In This Part: Units Digits Equations | Cryptography

This system of "units digit arithmetic" may seem like abstract nonsense -- when would you need to compute just with units digits? In fact, different algebraic systems arise in all kinds of applications. Note 9

In the past few activities, you have been looking at a modular system. The "mod 10" system means you divide by 10 and take the remainder -- in other words, take the units digit. We'll now focus on an application involving another modular system: enciphering and deciphering messages.

First, notice that you can assign each letter of our alphabet a number from 0-25:

Caesar's cipher

One of the oldest known substitution ciphers (a code where one letter stands for another) is the one reportedly used by Julius Caesar himself:

To get the ciphered letter, add 3 to the original letter, or "plaintext." In symbols, this is: C = P + 3. Note 10

Problem D6


Encipher your name using Caesar's cipher.


Problem D7


Shelly didn't know how to encipher the "y" in her name? What should she do?

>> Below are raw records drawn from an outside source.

Issue #163, opened 2020-06-28
game option to reward bonus level to landlord team with smaller than normal size


cai-jack:
for successfully defend its game

PR #164, opened 2020-06-28
#163: add game option for reward bonus level to landlord team with le…

cai-jack:
…ss than normal size.

so in a 6 or 7 player game, if the landlord team is only 2 players, each player gets a bonus level if they won the game, for example

### DIFF
--- a/core/src/game_state.rs
+++ b/core/src/game_state.rs
@@ -170,6 +170,18 @@ impl Default for BidPolicy {
     }
 }
 
+#[derive(Debug, Copy, Clone, Eq, PartialEq, Serialize, Deserialize)]
+pub enum BonusLevelPolicy {
+    NoBonusLevel,
+    BonusLevelForSmallerLandlordTeam,
+}
+
+impl Default for BonusLevelPolicy {
+    fn default() -> Self {
+        BonusLevelPolicy::NoBonusLevel
+    }
+}
+
 #[derive(Debug, Clone, Default, Serialize, Deserialize)]
 pub struct PropagatedState {
     pub game_mode: GameModeSettings,
@@ -206,6 +218,8 @@ pub struct PropagatedState {
     first_landlord_selection_policy: FirstLandlordSelectionPolicy,
     #[serde(default)]
     bid_policy: BidPolicy,
+    #[serde(default)]
+    bonus_level_policy: BonusLevelPolicy,
 }
 
 impl PropagatedState {
@@ -492,6 +506,18 @@ impl PropagatedState {
         if policy != self.advancement_policy {
             self.advancement_policy = policy;
             Ok(vec![MessageVariant::AdvancementPolicySet { policy }])
+        } else {
+            Ok(vec![])
+        }
+    }
+
+    pub fn set_bonus_level_policy(
+        &mut self,
+        policy: BonusLevelPolicy,
+    ) -> Result<Vec<MessageVariant>, Error> {
+        if policy != self.bonus_level_policy {
+            self.bonus_level_policy = policy;
+            Ok(vec![MessageVariant::BonusLevelPolicySet { policy }])
         } else {
             Ok(vec![])
         }
@@ -1061,7 +1087,12 @@ impl PlayPhase {
         }
 
         let (non_landlord_level_bump, landlord_level_bump, landlord_won) =
-            Self::compute_level_deltas(self.num_decks, non_landlords_points);
+            Self::compute_level_deltas(
+                self.num_decks,
+                non_landlords_points,
+                self.propagated.bonus_level_policy,
+                self.landlords_team.len() < self.propagated.players.len() / 2,
+            );
 
         let mut propagated = self.propagated.clone();
 
@@ -1109,20 +1140,32 @@ impl PlayPhase {
     pub fn compute_level_deltas(
         num_decks: usize,
         non_landlords_points: isize,
+        bonus_level_policy: BonusLevelPolicy,
+        smaller_landlord_team_size: bool,
     ) -> (usize, usize, bool) {
         let point_segments = (num_decks * 20) as isize;
         let landlord_won = non_landlords_points < 2 * point_segments;
+        let bonus_level;
+
+        if landlord_won
+            && bonus_level_policy == BonusLevelPolicy::BonusLevelForSmallerLandlordTeam
+            && smaller_landlord_team_size
+        {
+            bonus_level = 1;
+        } else {
+            bonus_level = 0;
+        };
 
         if landlord_won && non_landlords_points <= 0 {
             (
                 0,
-                (3 - non_landlords_points / point_segments) as usize,
+                bonus_level + ((3 - non_landlords_points / point_segments) as usize),
                 true,
             )
         } else if landlord_won {
             (
                 0,
-                (2 - non_landlords_points / point_segments) as usize,
+                bonus_level + ((2 - non_landlords_points / point_segments) as usize),
                 true,
             )
         } else {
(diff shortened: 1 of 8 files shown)


core/src/game_state.rs
```diff
@@ -170,6 +170,18 @@ impl Default for BidPolicy {
     }
 }
 
+#[derive(Debug, Copy, Clone, Eq, PartialEq, Serialize, Deserialize)]
+pub enum BonusLevelPolicy {
```
rbtying, line 174: I don't actually think this needs to be optional; I just never got around to implementing it. Might make sense to just change the default behavior here.

core/src/game_state.rs
```diff
@@ -1061,7 +1087,12 @@ impl PlayPhase {
         }
 
         let (non_landlord_level_bump, landlord_level_bump, landlord_won) =
-            Self::compute_level_deltas(self.num_decks, non_landlords_points);
+            Self::compute_level_deltas(
+                self.num_decks,
+                non_landlords_points,
+                self.propagated.bonus_level_policy,
+                self.landlords_team.len() < self.propagated.players.len() / 2,
```
rbtying, line 1094: there is an explicit (overridable) setting for `num_friends`, so we should use that instead of recomputing it here -- the rule is a bonus for "smaller than expected" team, not "smaller than default"

core/src/game_state.rs
cai-jack: let's keep it an option if it is OK with you as there are people think that landlord team gets into this situation mostly by being careless, and should not deserve a bonus :)

I will change the default to bonus, however

core/src/game_state.rs
cai-jack: good catch. Will fix. Thanks.

core/src/game_state.rs
```diff
@@ -1060,8 +1086,40 @@ impl PlayPhase {
             }
         }
 
+        let mut smaller_landlord_team = false;
```
rbtying, line 1089: I think you actually want

```
let smaller_landlord_team = match self.game_mode {
  GameMode::FindingFriends { num_friends, ref friends } if num_friends > friends.flat_map(|f| f.player_id).collect<HashSet<PlayerID>>().len() => true,
  _ => false,
};
```

In order for this to be correct -- `num_friends` and `friends.len()` are the same, and the interesting bit for how many players are _actually_ on the team is how many unique `friend.player_id`

cai-jack: not sure this is correct. I did try something similar to this, and had to back out the changes. The game_mode from the state has the actual current number of friends in num_friends and friends holds the current list of friends, they actually match. the game_mode of the propagated has the setting. I checked using the debugger to confirm as well. Please let me know if I missed anything. Will update the UI.

rbtying: https://github.com/rbtying/shengji/blob/9bb25ba240d903901aa2db82e3bb29e8f3133f32/core/src/game_state.rs#L1683

^ This is where `num_friends` is taken from `propagated` to start the game -- if you set "num_friends" too high, it might have broken your experiment? (in that case, we would correctly want to use the value in `self.game_mode.num_friends`

I realized, actually, that it's insufficient to just check the number of unique player IDs < num_friends, but also that the landlord's ID should not be one of those player IDs. So the comparison needs to account for that as well

If you write a test for this case, I can poke at why it is doing something unexpected?

cai-jack: Here how I checked. 
1. played with 4 player
2. landlord select a friend
3. during play, landlord picked himself as friend
4. landlord won the game
5. when I used only state.game_mode, bonus level was not added. I used the debugger to check, num_friends is 1, and friends.len is one as well. 
ah, as I am writing this,  you are right num_friends is the configured number of friends (EXCLUDING the landlord), friends.len is the actual friends list, including the landlord. This should simplify the test!

cai-jack: num_friends can never be too high, it is capped at players.len()/2

cai-jack: players.len()/2 - 1

frontend/src/Points.tsx
```diff
@@ -71,13 +72,29 @@ const Points = (props: IProps): JSX.Element => {
...
+      thresholdStr = `${landlord.name}'s team will go up 2 levels (next threshold: ${segment}分)`;
+    }
   } else if (nonLandlordPointsWithPenalties < 2 * segment) {
-    thresholdStr = `${
-      landlord.name
-    }'s team will go up 1 level (next threshold: ${2 * segment}分)`;
+    if (props.bonusLevel) {
+      thresholdStr = `${
+        landlord.name
+      }'s team will go up 2 level with bonus level (next threshold: ${
```
rbtying, line 90: 2 levels, including a small-team bonus

frontend/src/Points.tsx
```diff
@@ -71,13 +72,29 @@ const Points = (props: IProps): JSX.Element => {
   let thresholdStr = "";
 
   if (nonLandlordPointsWithPenalties === 0) {
-    thresholdStr = `${landlord.name}'s team will go up 3 levels (next threshold: 5分)`;
+    if (props.bonusLevel) {
+      thresholdStr = `${landlord.name}'s team will go up 4 levels with bonus level (next threshold: 5分)`;
```
rbtying, line 76: 4 levels, including a small-team bonus

core/src/game_state.rs
```diff
@@ -1060,8 +1086,32 @@ impl PlayPhase {
...
+        }
+
         let (non_landlord_level_bump, landlord_level_bump, landlord_won) =
-            Self::compute_level_deltas(self.num_decks, non_landlords_points);
+            Self::compute_level_deltas(
+                self.num_decks,
+                non_landlords_points,
+                self.propagated.bonus_level_policy,
+                smaller_landlord_team,
+            );
```
rbtying, line 1114: might make sense to emit a "bonus level" message if one is applied, to keep things from being surprising ?

cai-jack: hang on:) I am generating a giant test case to play thru a 6 player game. I think I find the simplest test. The test in points.tsx is the actually the most efficient one. I am using it in game_state.rs as well

        let mut smaller_landlord_team = false;

        if let GameMode::FindingFriends {
            num_friends,
            friends: _,
        } = &self.game_mode
        {
            let actual_team_size: usize;
            let setting_team_size = *num_friends + 1;

            actual_team_size = self.landlords_team.len();

            if actual_team_size < setting_team_size {
                smaller_landlord_team = true;
            } else {
                smaller_landlord_team = false;
            }
        }

when I ran the debugger for testing, frends.len is actually the same as num_friends, its content filled with friendSelection element. So this one should be the best solution.

rbtying: hm, I don't recall if `self.landlords_team` is uniqued in the case of the same player joining the team twice -- would need to check that for sure. 

nit: `smaller_landlord_team = actual_team_size < setting_time_size` is more concise and says the same thing... and you can use an `else { false }` for the if statement to have an immutable `smaller_landlord_team`

cai-jack: hmm, I can't find anywhere landlords_team can contain duplicate players, in fact, in a few places, assertion was added to ensure it was size 1 when first player was added. Can you confirm? Thanks.

game.users does contain duplicate names

cai-jack: I can confirm landlords_team does not contain duplicates by joining the game with duplicate landlord name.

rbtying: It looks like the code does currently check if the player is already in `landlords_team` prior to adding them, so it is already deduplicated!

I think this test covers an additional case (same non-landlord player joining twice), and is much shorter:
```
    #[test]
    fn test_landlord_small_team() {
        let mut init = InitializePhase::new();
        init.set_game_mode(GameModeSettings::FindingFriends {
            num_friends: Some(3),
        })
        .unwrap();
        let p1 = init.add_player("p1".into()).unwrap().0;
        let p2 = init.add_player("p2".into()).unwrap().0;
        let p3 = init.add_player("p3".into()).unwrap().0;
        let p4 = init.add_player("p4".into()).unwrap().0;
        let p5 = init.add_player("p5".into()).unwrap().0;
        let p6 = init.add_player("p6".into()).unwrap().0;
        let p7 = init.add_player("p7".into()).unwrap().0;
        let p8 = init.add_player("p8".into()).unwrap().0;

        init.set_landlord(Some(p1)).unwrap();
        init.set_rank(p1, Number::Seven).unwrap();

        let mut draw = init.start().unwrap();
        let mut deck = vec![];

        // We need at least two cards per person, since the landlord needs to
        // bid, and the biddable card can't be the friend-selection card.
        let p1_hand = vec![cards::S_7, cards::D_3];
        let p2_hand = vec![cards::D_4, cards::D_5];
        let p3_hand = vec![cards::C_6, cards::C_8];
        let p4_hand = vec![cards::C_9, cards::C_10];
        let p5_hand = vec![cards::C_J, cards::C_Q];
        let p6_hand = vec![cards::C_K, cards::C_A];
        let p7_hand = vec![cards::H_2, cards::H_3];
        let p8_hand = vec![cards::H_4, cards::H_5];

        // Set up the deck to have the appropriate cards.
        for i in 0..2 {
            deck.push(p1_hand[i]);
            deck.push(p2_hand[i]);
            deck.push(p3_hand[i]);
            deck.push(p4_hand[i]);
            deck.push(p5_hand[i]);
            deck.push(p6_hand[i]);
            deck.push(p7_hand[i]);
            deck.push(p8_hand[i]);
        }
        deck.reverse();
        draw.deck = deck;
        draw.position = 0;

        // Draw the deck
        for _ in 0..2 {
            draw.draw_card(p1).unwrap();
            draw.draw_card(p2).unwrap();
            draw.draw_card(p3).unwrap();
            draw.draw_card(p4).unwrap();
            draw.draw_card(p5).unwrap();
            draw.draw_card(p6).unwrap();
            draw.draw_card(p7).unwrap();
            draw.draw_card(p8).unwrap();
        }

        // p1 bids and wins, trump is now Spades and 7s.
        assert!(draw.bid(p1, cards::S_7, 1));

        let mut exchange = draw.advance(p1).unwrap();
        let friends = vec![
            FriendSelection {
                card: cards::D_3,
                initial_skip: 0,
            },
            FriendSelection {
                card: cards::D_4,
                initial_skip: 0,
            },
            FriendSelection {
                card: cards::D_5,
                initial_skip: 0,
            },
        ];
        exchange.set_friends(p1, friends).unwrap();
        let mut play = exchange.advance(p1).unwrap();
        match play.game_mode {
            GameMode::FindingFriends { num_friends: 3, .. } => (),
            _ => panic!("Didn't have 3 friends once game was started"),
        }

        assert_eq!(
            play.landlords_team,
            vec![p1],
            "Nobody should have joined the team yet"
        );

        // Play the first hand. P2 will join the team.
        play.play_cards(p1, &p1_hand[..1]).unwrap();
        play.play_cards(p2, &p2_hand[..1]).unwrap();
        play.play_cards(p3, &p3_hand[..1]).unwrap();
        play.play_cards(p4, &p4_hand[..1]).unwrap();
        play.play_cards(p5, &p5_hand[..1]).unwrap();
        play.play_cards(p6, &p6_hand[..1]).unwrap();
        play.play_cards(p7, &p7_hand[..1]).unwrap();
        play.play_cards(p8, &p8_hand[..1]).unwrap();

        // Check that P2 actually joined the team.
        let msgs = play.finish_trick().unwrap();
        assert_eq!(
            msgs.into_iter()
                .filter(|m| match m {
                    MessageVariant::JoinedTeam { player } if *player == p2 => true,
                    _ => false,
                })
                .count(),
            1
        );

        assert_eq!(play.landlords_team, vec![p1, p2]);

        // Play the next trick, where the landlord will join the team, and then
        // p2 will join the team (again).
        play.play_cards(p1, &p1_hand[1..2]).unwrap();
        play.play_cards(p2, &p2_hand[1..2]).unwrap();
        play.play_cards(p3, &p3_hand[1..2]).unwrap();
        play.play_cards(p4, &p4_hand[1..2]).unwrap();
        play.play_cards(p5, &p5_hand[1..2]).unwrap();
        play.play_cards(p6, &p6_hand[1..2]).unwrap();
        play.play_cards(p7, &p7_hand[1..2]).unwrap();
        play.play_cards(p8, &p8_hand[1..2]).unwrap();

        // We don't get any joined-team messages, because both team-joiners have
        // already joined.
        let msgs = play.finish_trick().unwrap();
        assert_eq!(
            msgs.into_iter()
                .filter(|m| match m {
                    MessageVariant::JoinedTeam { .. } => true,
                    _ => false,
                })
                .count(),
            0
        );

        // Assert that the team didn't get any bigger
        assert_eq!(play.landlords_team, vec![p1, p2]);
        // But also that all of the friend cards have been played!
        match play.game_mode {
            GameMode::FindingFriends { ref friends, .. } => assert!(
                friends.iter().all(|f| f.player_id.is_some()),
                "all friends lots taken"
            ),
            _ => unreachable!(),
        }

        // Finish the game; we should see the landlord go up 4 levels (3 for
        // keeping the opposing team at 0, and a bonus level)

        let (new_init_phase, msgs) = play.finish_game().unwrap();
        assert_eq!(
            msgs.into_iter()
                .filter(|m| match m {
                    MessageVariant::BonusLevelEarned => true,
                    MessageVariant::RankAdvanced { player, new_rank } if *player == p1 => {
                        assert_eq!(*new_rank, Number::Jack);
                        false
                    }
                    MessageVariant::RankAdvanced { player, new_rank } if *player == p2 => {
                        assert_eq!(*new_rank, Number::Six);
                        false
                    }
                    _ => false,
                })
                .count(),
            1
        );

        assert_eq!(
            new_init_phase
                .propagated
                .players
                .into_iter()
                .map(|p| p.level)
                .collect::<Vec<Number>>(),
            vec![
                Number::Jack,
                Number::Six,
                Number::Two,
                Number::Two,
                Number::Two,
                Number::Two,
                Number::Two,
                Number::Two
            ],
            "Check that propagated players have the right new levels"
        );
    }

```

What do you think? (it also asserts more about the final state of the game).

core/src/interactive.rs
```diff
@@ -386,7 +393,8 @@ impl BroadcastMessage {
             ThrowEvaluationPolicySet { policy: ThrowEvaluationPolicy::All } => format!("{} set throws to be evaluated based on all of the cards", n?),
             ThrowEvaluationPolicySet { policy: ThrowEvaluationPolicy::Highest } => format!("{} set throws to be evaluated based on the highest card", n?),
             RevealedCardFromKitty => format!("{} revealed a card from the bottom of the deck", n?),
-            GameFinished { result: _ } => "The game has finished.".to_string()
+            GameFinished { result: _ } => "The game has finished.".to_string(),
+            BonusLevelEarned => "Landlord team earned a bonus level for winning with a smaller team".to_string(),
```
rbtying, line 397: nit: "Defending team"?

core/src/game_state.rs
cai-jack: Yes. It does. 

I created the test case by actually playing through the entire game. My intention was to use this as a template for other scenarios that may need to be tested, as close to actual play as possible, I just rename it as test_full_game_play.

Problem D7 suggests that the algebraic description C = P + 3 is not quite right. We need some way to describe "wrapping around" so that the answers are always between 0 and 25. The solution? A modular system! Here's a new rule:

To get the ciphered letter, add three to the original letter or "plaintext," then take the remainder when you divide by 26. In symbols, this is: C = P + 3 (mod 26).


Problem D8


Decipher this message, which was created using Caesar's code. Explain how you did it. Note 11

V R P H        S H R S O H        W K L Q N        W K D W        P D W K H P D W LF V         L V        D        V H U L R X V        E X V L Q H V V
												    W K D W        P X V W        D O Z D BV        E H         F R O G        D Q G


Problem D9


Here's a new rule:
C = 3P + 2 (mod 26)

Use this rule to encipher a secret word (at least five letters long) for a partner. Note 12


Problem D10


Trade words with your partner and decipher their secret rule. Explain how you did it.


Problem D11


Can you find a rule that would undo this cipher? That is, can you find a and b so that P = aC + b (mod 26) is an equation that "undoes" C = 3P + 2 (mod 26)?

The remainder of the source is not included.